» **ASSIGNMENT**
From the line with "patch adds them" down to the final line of the records below, retype everything exactly and leave out the rest.

» **RECORDS FOR PROCESSING**
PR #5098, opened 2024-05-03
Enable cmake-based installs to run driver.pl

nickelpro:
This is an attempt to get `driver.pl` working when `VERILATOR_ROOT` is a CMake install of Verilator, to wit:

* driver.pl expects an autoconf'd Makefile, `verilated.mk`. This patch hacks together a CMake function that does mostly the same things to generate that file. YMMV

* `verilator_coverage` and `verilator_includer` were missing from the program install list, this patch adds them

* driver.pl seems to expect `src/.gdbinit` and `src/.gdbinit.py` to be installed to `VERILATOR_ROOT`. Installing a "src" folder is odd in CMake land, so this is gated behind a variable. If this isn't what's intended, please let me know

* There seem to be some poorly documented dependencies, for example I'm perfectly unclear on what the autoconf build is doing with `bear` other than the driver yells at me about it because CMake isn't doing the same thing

» **ANSWER TO THIS EXERCISE**
* `verilator_coverage` and `verilator_includer` were missing from the program install list, this patch adds them

* driver.pl seems to expect `src/.gdbinit` and `src/.gdbinit.py` to be installed to `VERILATOR_ROOT`. Installing a "src" folder is odd in CMake land, so this is gated behind a variable. If this isn't what's intended, please let me know

* There seem to be some poorly documented dependencies, for example I'm perfectly unclear on what the autoconf build is doing with `bear` other than the driver yells at me about it because CMake isn't doing the same thing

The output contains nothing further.